Sen. Bennet campaign’s first television attack ad against O’Dea dropped this week and focuses entirely on his opponent’s stance on abortion. It highlights five women from various parts of Colorado lamenting the U.S. Supreme Court’s decision to overturn Roe. V. Wade, saying that they never believed such a day would come.
“Joe O’Dea opposes the law protecting abortion access in Colorado,” states one woman in the ad.
“And O’Dea would have voted to confirm Trump’s Supreme Court justices who overturned Roe V. Wade,” says another woman.
O’Dea’s team has pushed back strongly on the ad, arguing it misrepresents his position on the issue.
O’Dea, who won the GOP primary by a wide margin in June, has said the recent Dobbs decision on abortion was wrongly decided and that he would support a Senate bill to allow the procedure “early” in pregnancy, positions that put him at odds with most other Republican candidates and many of the party’s voters.
He has maintained that he opposes abortion later in pregnancy, unless in cases of rape, incest or the health of the mother.
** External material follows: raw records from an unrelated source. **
PR #9507, opened 2021-10-31
minstall: Add more safety checks when unpickling installdata

xclaesse:
When need to catch exceptions just like we do in coredata.load() to
print proper error message instead of backtrace when user mix meson
versions.

This happens frequently when user has a newer version of meson installed
in their HOME and then "sudo meson install" uses the system version of
meson.

### DIFF
--- a/mesonbuild/coredata.py
+++ b/mesonbuild/coredata.py
@@ -23,6 +23,7 @@ from .mesonlib import (
     MesonException, EnvironmentException, MachineChoice, PerMachine,
     PerMachineDefaultable, default_libdir, default_libexecdir,
     default_prefix, split_args, OptionKey, OptionType, stringlistify,
+    pickle_load
 )
 from .wrap import WrapMode
 import ast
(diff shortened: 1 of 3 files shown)


eli-schwartz:
Since all this code is copied from coredata.load() it would be nice to have a single shared implementation.

xclaesse:
> Since all this code is copied from coredata.load() it would be nice to have a single shared implementation.

Indeed, done now.

Note that won't fix the issue until this fix gets into the distro version of meson of course...

eli-schwartz:
Of course. :p

mesonbuild/coredata.py
```diff
@@ -1025,22 +1026,7 @@ def major_versions_differ(v1: str, v2: str) -> bool:
...
-        raise MesonException(
-            f"Coredata file {filename!r} references functions or classes that don't "
-            "exist. This probably means that it was generated with an old "
-            "version of meson.")
-    if not isinstance(obj, CoreData):
-        raise MesonException(load_fail_msg)
-    if major_versions_differ(obj.version, version):
-        raise MesonVersionMismatchException(obj.version, version)
-    return obj
+    pickle_load(filename, 'Coredata', CoreData)
```
eli-schwartz, line 1029: This needs to return the loaded coredata...

xclaesse: argh, of course, how did I miss that! Fixed.

mesonbuild/minstall.py
```diff
@@ -26,9 +25,8 @@
 
 from . import environment
 from .backend.backends import InstallData, InstallDataBase, InstallEmptyDir, TargetInstallData, ExecutableSerialisation
-from .coredata import major_versions_differ, MesonVersionMismatchException
 from .coredata import version as coredata_version
```
eli-schwartz, line 28: This is still lingering around and making lgtm unhappy.

xclaesse:
@dcbaker do you know if there is a better way to annotate `def pickle_load(filename: str, object_name: str, object_type: T.Type) -> T.Any:`? The return type of that function should be `object_type`.

eli-schwartz (approved):

PR #2237, opened 2017-08-22
Check if Watcom version of cl exists in the path and avoid using it.

cr1901:
This pull request fixes a bug where meson would attempt to run any `cl.exe` found on the path, regardless of whether it was Microsoft's version or not.

The OpenWatcom toolchain, used for vintage projects, provides its own `cl.exe` implementation that has a paged help text, expect user intervention to page through the help text. `meson` idles waiting for the compiler to finish running, which will never occur as the compiler is waiting for input.

My solution is to never attempt to use the watcom `cl.exe` (or POSIX `owcc`) wrapper if they are found on the path; they are buggy and can interfere with other vendors.

With this fix, I was able to generate a ninja file with `cc`, `gcc`, and `msvc` from the visual studio command prompt without error.

PR #9509, opened 2021-10-31
Add 64-bit paths to check for unsupported Watcom cl.exe clones.

cr1901:
This is an addition to #2237. I also added logging for when unsupported `cl.exe` binaries are detected :).


eli-schwartz:
LGTM, seems logical.

dcbaker (approved):
Lgtm

PR #9510, opened 2021-11-01
RFC: bump minimum version of python to python 3.7

eli-schwartz:
Bumping to a new version of python essentially has two facets to it.

- Is it still supported by the PSF?
  
  python 3.6 is the oldest still-supported version of python. And it is reaching EOL in less than 2 months, on December 23.

- Is it still required by supported OSes we care about?

  According to https://repology.org/project/python/versions I don't believe we have any issues here. You can even get python 3.7 in Ubuntu 18.04, apparently. It's just painful since the testsuite assumes `/usr/bin/env python3`, plus you need to install python3.6 to get pip for 3.7 -- brilliant!

  Due to the byzantine nature of some distros, python > 3.8, 3.9, 3.10 is available on OpenSUSE Tumbleweed, but the default python is 3.6? Maybe? And their website is aggressively uncooperative with the idea of people exploring availability for stuff. I am actually not sure how to navigate this. UPDATE: Currently this actually works, python3 now resolves to python38.

The main benefits which I've already discovered:
- the use of importlib.resources to reliably get bundled data as data files. No more need to freeze them as inline strings and test whether they are up to date. Sadly, to do this truly nicely we need a 3.9 API...
- future annotations means that typing is both easy and has little/no performance impact


eli-schwartz:
>     * You can even get python 3.7 in Ubuntu 18.04, apparently.

... but without pip, of course, yet the python3.7-venv patched thing without ensurepip.

anarazel:
RHEL7 / Centos7 are still widely used and only have python 3.6 available in the default repositories. So I'd prefer not to bump the minimum version unless it has quite substantial benefits.

xclaesse:
Latest RHEL8 also has 3.6 it seems and I don't even find a release schedule for RHEL9 :/

eli-schwartz:
CentOS 8 has a python38 and a python39 package according to repology.

We're not supporting python 3.6 in meson until 2024, when CentOS 7 is EOL. I'm pretty skeptical that we should continue supporting it past December of this year, when the PSF marks python 3.6 as EOL. Personally, I've been waiting for importlib.resources ever since #7461

Given the average release timeline of meson, we will probably be releasing 0.61 around or shortly after the python EOL, so now is a good time to start thinking about this.

xclaesse:
> CentOS 8 has a python38 and a python39 package according to repology.

oh I see, it has 3.6 by default but backports are available.

Personally I've got nothing against bumping the requirement. I know it will upset some users, it always does... OOC, besides `importlib.resources` what do we get from 3.7?

eli-schwartz:
- @bonzini may be able to simplify the mtest code using asyncio.run()
- PEP 563: Postponed Evaluation of Annotations, I should probably add `from __future__ import annotations` everywhere now which will make typing annotations close to zero runtime cost and no need to always quote them

bonzini:
For asyncio, create_task is nice to have but mostly cosmetic. 3.7 is a much smaller bump than 3.6.

eli-schwartz:
I mentioned future annotations. :D I'll probably go add those to this PR soon. Migrating to data classes is something hard to do without analyzing the code we have and figuring out *where* it's currently applicable, and I haven't done that kind of analysis (yet?)

dcbaker:
I'm find with not dealing with dataclasses in this PR, I'm just offering it as a nice feature of moving to 3.7

jpakkane:
We'll do this immediately after the next major release.

mesonbuild/backend/backends.py
```diff
@@ -61,11 +62,11 @@ class TargetIntrospectionData(TypedDict):
...
 
+@dataclass(eq=False)
 class RegenInfo:
-    def __init__(self, source_dir: str, build_dir: str, depfiles: T.List[str]):
-        self.source_dir = source_dir
-        self.build_dir = build_dir
-        self.depfiles = depfiles
+    source_dir: str
+    build_dir: str
+    depfiles: T.List[str]
```
scivision, line 69: with Python >= 3.7, if the file starts with

```python
from __future__ import annotations
```

and then annotation like:

```python
depfiles: list[str]
```

scivision:
Once Python 3.7 is the minimum based on research above and what I see, Python 3.8 minimum has little user downsides and lets further simplications/improvement of Meson internals.
https://packages.ubuntu.com/bionic/python/python3.8  Ubuntu 18.04 has Python 3.8 in default repos

mesonbuild/backend/backends.py
eli-schwartz: We could do that on 3.6 too. Future annotations just means we don't have to quote it.

It would then... fail with mypy on older versions of python before list became a generic type? I dunno. Does mypy explicitly handle that or just rely on python to evaluate the types. I'd assume the latter...

I guess it's not too terrible if lint_mypy requires newer python than meson itself.

eli-schwartz:
Debian Buster (oldstable) has 3.7, and then the next version of Debian jumps straight to 3.9.

As python 3.7 is not end of lifed (and won't be until 2023) I think it is likely premature to drop support for it when it is supported by both a distro and upstream python.org.

I do agree it would be pretty neat -- for example importlib.metadata implies a feature that could be added to the python module.

jpakkane:
⚔️ conflicts. Also should add the inverse of the deprecation notice MR.

eli-schwartz:
Yeah, I've been waiting for the release to rebase, because I knew it was inevitable and didn't want to keep doing it. :D

eli-schwartz:
The big fat rebase is in.

eli-schwartz:
Followup addition of release notes.

jpakkane:
Should #9802 go in first?

eli-schwartz:
Yes, because it will let the CI stay green and help keep track of what is actually failing due to there being an issue, and what doesn't fail except due to unrelated updates to mypy or whatever.

mesonbuild/backend/backends.py
dcbaker: It requires a pretty up to date mypy, which may or may not be nice. I'd rather make that change as a separate, explicit change anyway

eli-schwartz: On the other hand, this PR doesn't actually make use of future annotations. :D

I do have some preliminary work on slogging through that... https://github.com/eli-schwartz/meson/commits/python37-additions

dcbaker (approved):
I only gave it a quick glance this time (although we've talked about a number of the changes in this PR before), and it looks fine to me.

eli-schwartz:
The CI all passes, except for one. That one is `linux / Ubuntu Bionic` and it is expected to fail, because this PR includes critical updates to `CI image builder / Ubuntu Bionic`, which does run and passes, and will update the base CI images once merged to master.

In a statement on Friday O’Dea clarified that position.
“Before viability, in that first 20 weeks, there should be a law that protects the right of women to make the decision for herself, and she shouldn’t have to travel across state lines to do it. In months seven, eight, nine and beyond, except for true emergencies, that shouldn’t happen in Colorado or California or anywhere else for that matter,” said O’Dea.
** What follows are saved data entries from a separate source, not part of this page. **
PR #9511, opened 2021-11-01
MSVC: Support x86 compilation and xp compilation

deadash:
Two environment variables have been added so that the generated arch can be set, and the toolset can also be set.

If I need to generate x86 programs, I just need to simply set VS_ARCH to x86. Similarly, if I need to generate xp support, then I can set VS_TOOLSET to v141_xp.

Before that, it was very difficult to modify to x86 to compile or generate xp support, and it was necessary to modify the source code inside.

If you use conan, you can simply modify the code as follows
```
command = 'meson "%s" "%s" %s' % (source_dir, self.build_dir, arg_list)
with environment_append({"PKG_CONFIG_PATH": pc_paths,
    "VS_ARCH": self._settings.get_safe('arch'),
    "VS_TOOLSET": self._settings.get_safe('compiler.toolset')}):
    self._run(command)
```

### DIFF
--- a/mesonbuild/backend/vs2015backend.py
+++ b/mesonbuild/backend/vs2015backend.py
@@ -35,4 +35,4 @@ class Vs2015Backend(Vs2010Backend):
                     # We don't have support for versions older than 2019 right now.
                     raise MesonException('There is currently no support for ICL before 19, patches welcome.')
             if self.platform_toolset is None:
-                self.platform_toolset = 'v140'
+                self.platform_toolset = os.environ['VS_TOOLSET'] or 'v140'
--- a/mesonbuild/backend/vs2017backend.py
+++ b/mesonbuild/backend/vs2017backend.py
@@ -41,7 +41,7 @@ class Vs2017Backend(Vs2010Backend):
                         # We don't have support for versions older than 2019 right now.
                         raise MesonException('There is currently no support for ICL before 19, patches welcome.')
         if self.platform_toolset is None:
-            self.platform_toolset = 'v141'
+            self.platform_toolset = os.environ['VS_TOOLSET'] or 'v141'
         # WindowsSDKVersion should be set by command prompt.
         sdk_version = os.environ.get('WindowsSDKVersion', None)
         if sdk_version:
--- a/mesonbuild/backend/vs2019backend.py
+++ b/mesonbuild/backend/vs2019backend.py
@@ -35,7 +35,7 @@ class Vs2019Backend(Vs2010Backend):
                     self.platform_toolset = 'Intel C++ Compiler 19.0'
                 # We don't have support for versions older than 2019 right now.
             if not self.platform_toolset:
-                self.platform_toolset = 'v142'
+                self.platform_toolset = os.environ['VS_TOOLSET'] or 'v142'
             self.vs_version = '2019'
         # WindowsSDKVersion should be set by command prompt.
         sdk_version = os.environ.get('WindowsSDKVersion', None)
--- a/mesonbuild/mesonlib/vsenv.py
+++ b/mesonbuild/mesonlib/vsenv.py
@@ -12,7 +12,7 @@ from .universal import MesonException, is_windows
 
 bat_template = '''@ECHO OFF
 
-call "{}"
+call "{}" {}
 
 ECHO {}
 SET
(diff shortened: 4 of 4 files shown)


eli-schwartz:
> Before that, it was very difficult to modify to x86 to compile or generate xp support, and it was necessary to modify the source code inside.

The VS_ARCH change certainly doesn't help you with that -- simply do not use `meson setup --vsenv`, but activate the environment first yourself. It is also incredibly inconsistent, it won't remember what it did last time.

Also why does meson need code to work around support for Windows XP, which has been dead for 7 and a half years?

deadash:
> > Before that, it was very difficult to modify to x86 to compile or generate xp support, and it was necessary to modify the source code inside.
> 
> The VS_ARCH change certainly doesn't help you with that -- simply do not use `meson setup --vsenv`, but activate the environment first yourself. It is also incredibly inconsistent, it won't remember what it did last time.
> 
> Also why does meson need code to work around support for Windows XP, which has been dead for 7 and a half years?

Xp is one of the toolset, for example, I can also compile v141, or v140 on vs2019, and these operations will work.

Sorry, I don't know how to compile a 32-bit program, if backend is vs.

If you need to manually execute vcvars.bat, I think setup_venv is useless, if the backend is ninja, you can indeed generate 32-bit programs directly.

jpakkane:
There are two different issues here. The first one is setting the toolset version. From what I can tell that does not come from VS but is instead something new. This is not really good for two different reasons, first of all it is a design point of Meson to never do configuration via environment variables (of our own) and the second is that this detection should be automatic.

That is the toolset version should be detected from the state set by vcvarsall or equivalent. If you run the configuration in an x86 command prompt then it should generate 32 bit solution files.

> If you need to manually execute vcvars.bat, I think setup_venv is useless,

Yes, and that is the point. The heuristic is fairly simple:

- if a VS environment is already set, use that
- if it is not set and there are no toolchains available (like gcc or clang) try to activate the default toolset (x86_64)

If the toolset version is not detectable via the things VS sets up then a better solution would be to add a backend-specific option for setting it manually.

deadash:
According to what you said, I think I can add options to modify the toolset, similar to b_vscrt. As for the heuristic method, because the toolset must be manual, the default vs2022 corresponds to v143, vs2019 corresponds to v142, and vs2017 corresponds to v141, so there is no setting. The following are the default values, if set, you can also change them.

For 32-bit programs, I need to manually call setup_venv to find the vc32 environment, and then the generated 32-bits will follow. This can also be changed by configuration, because for crossfile, the vc32-bit is not properly configured. For ninja, It is normal to generate 32 bits.

Similarly, the toolset does not work at all in ninja, and it needs to be modified here.

xclaesse:
> if it is not set and there are no toolchains available (like gcc or clang) try to activate the default toolset (x86_64)

Note that we now have command line arguments `--vsenv` or `--backend vs` to override that. Meson will activate and use VisualStudio even if gcc is found in that case (e.g. Windows GitHub action). One thing I had in mind is to extend the command line to `--vsenv ARCH` to be able to build for x86.

deadash:
@xclaesse 
Yes, it is feasible to modify the --vsenv parameter to arch

It would be even better if it can support multiple arches, such as --vsenv x86,x64, and then the generated vs solution contains win32 and x64.

In bazel, this step can be achieved by converting ET, cmake comes with two arches, it will be even better if meson supports it.

deadash:
I checked ninja and found that ninja relies on environment variables, and vcvars no longer supports xp, so it becomes very difficult to modify ninja to support toolset.

So using vs as the backend to support toolset is very important. I also need to introduce an option to set toolset instead of the default vs2019 corresponding to v142, because v141 can also be used in vs2019, or llvm_v142 can be used instead of clang directly. Just as easy as CMAKE using -T parameter.

deadash:
@eli-schwartz 
I have changed it now, add a parameter named b_vstoolset to set the toolset, do I reopen the pr or submit a new pr

deadash:
Add support options as follows
```
    OptionKey('b_vstoolset'): coredata.UserComboOption('VS toolset to use.',
                                                   ['none', 'v90', 'v100', 'v110', 'v110_xp', 'v120', 'v120_xp',
                                                   'v140', 'v140_xp', 'v140_clang_c2', 'LLVM-vs2012', 'llvm-VS2012_xp',
                                                   'LLVM-vs2013', 'LLVM-vs2013_xp', 'LLVM-vs2014', 'LLVM-vs2014_xp',
                                                   'LLVM-vs2017', 'LLVM-vs2017_xp', 'v141', 'v141_xp', 'v141_clang_c2',
                                                   'LLVM', 'LLVM_v141', 'LLVM_v141_xp', 'LLVM_v142'
                                                   'v142', 'v143'],
                                                   'none'),
```

edsky:
can you reopen it? jpakkane

eli-schwartz:
No, in order to re-open the PR the original submitter must ensure the state of the fork matches what it was when the PR got closed.

It looks like github is claiming the repository got deleted??? I'm not sure what is up with that.

Anyway, given github simply doesn't allow it at this point, I would say just open a new PR. But please, next time do not close a PR instead of updating it.

deadash:
Okay, I will never open the repeated pr next time.

First of all, I only submit questions about vs toolset. Arch issues can be solved using the command line. I have submitted pr to conan to support vs arch.

PR #9512, opened 2021-11-01
interpreter: void holder

mensinda:
The goal of this refactoring is to slightly simplify the logic in `InterpreterBase` by ensuring that even `None` now has a corresponding holder. This way we no longer have to check for it and can always assume that we are dealing with `InterpreterObject`s.


mesonbuild/interpreterbase/baseobjects.py
```diff
@@ -75,6 +75,11 @@ def __init__(self, *, subproject: T.Optional[str] = None) -> None:
     def display_name(self) -> str:
         return type(self).__name__
 
+    @property
+    def is_assignable(self) -> bool:
+        ''' Property used to indicate whether an object can be used at all '''
+        return True
```
dcbaker, line 81: properties are really slow, you generally want to avoid using them if at all possible, I'd make this a class variable instead, set the base class to `True`, and have the `VoidHolder` class override it in its class definition.

mesonbuild/interpreterbase/void.py
```diff
@@ -0,0 +1,16 @@
+# Copyright 2021 The Meson development team
+# SPDX-license-identifier: Apache-2.0
```
dcbaker, line 2:
```suggestion
# SPDX-License-Identifier: Apache-2.0
```

dcbaker (changes requested):
A couple of small nits, but otherwise this is a nice change.

PR #9513, opened 2021-11-01
MSVC: Support x86 compilation and xp compilation

deadash:
Two environment variables have been added so that the generated arch can be set, and the toolset can also be set.

If I need to generate x86 programs, I just need to simply set VS_ARCH to x86. Similarly, if I need to generate xp support, then I can set VS_TOOLSET to v141_xp.

Before that, it was very difficult to modify to x86 to compile or generate xp support, and it was necessary to modify the source code inside.

If you use conan, you can simply modify the code as follows

```
command = 'meson "%s" "%s" %s' % (source_dir, self.build_dir, arg_list)
with environment_append({"PKG_CONFIG_PATH": pc_paths,
    "VS_ARCH": self._settings.get_safe('arch'),
    "VS_TOOLSET": self._settings.get_safe('compiler.toolset')}):
    self._run(command)
```

@eli-schwartz 

> The VS_ARCH change certainly doesn't help you with that -- simply do not use meson setup --vsenv, but activate the environment first yourself. It is also incredibly inconsistent, it won't remember what it did last time.

> Also why does meson need code to work around support for Windows XP, which has been dead for 7 and a half years?

Xp is one of the toolset, for example, I can also compile v141, or v140 on vs2019, and these operations will work.

Sorry, I don't know how to compile a 32-bit program, if backend is vs.

If you need to manually execute vcvars.bat, I think setup_venv is useless, if the backend is ninja, you can indeed generate 32-bit programs directly.

### DIFF
--- a/mesonbuild/backend/vs2015backend.py
+++ b/mesonbuild/backend/vs2015backend.py
@@ -17,6 +17,7 @@ from ..mesonlib import MesonException
 from ..interpreter import Interpreter
 from ..build import Build
 import typing as T
+import os
 
 
 class Vs2015Backend(Vs2010Backend):
@@ -35,4 +36,4 @@ class Vs2015Backend(Vs2010Backend):
                     # We don't have support for versions older than 2019 right now.
                     raise MesonException('There is currently no support for ICL before 19, patches welcome.')
             if self.platform_toolset is None:
-                self.platform_toolset = 'v140'
+                self.platform_toolset = os.environ.get('VS_TOOLSET', 'v140')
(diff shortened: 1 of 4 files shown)


eli-schwartz:
Duplicate of #9511

deadash:
There is a problem with that, I modified it. @eli-schwartz

deadash:
@eli-schwartz Can you reopen it? There was an error in the previous one, I modified it

eli-schwartz:
Can you please not open duplicate PRs instead of modifying the one you've already opened?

He added that he thinks abortion as an issue is tearing the country apart.
“We have to find a balance so we can start the long process of moving the country forward and give women certainty."
Earlier this year, Democrats in the state legislature passed the Reproductive Health Equity Act, which cements abortion access into state law without any restrictions on when they can be performed during pregnancy. On his website under a section titled “Balance,” O’Dea calls the state’s new law “reckless” and states that he would have voted to confirm all of President Trump’s Supreme Court nominees.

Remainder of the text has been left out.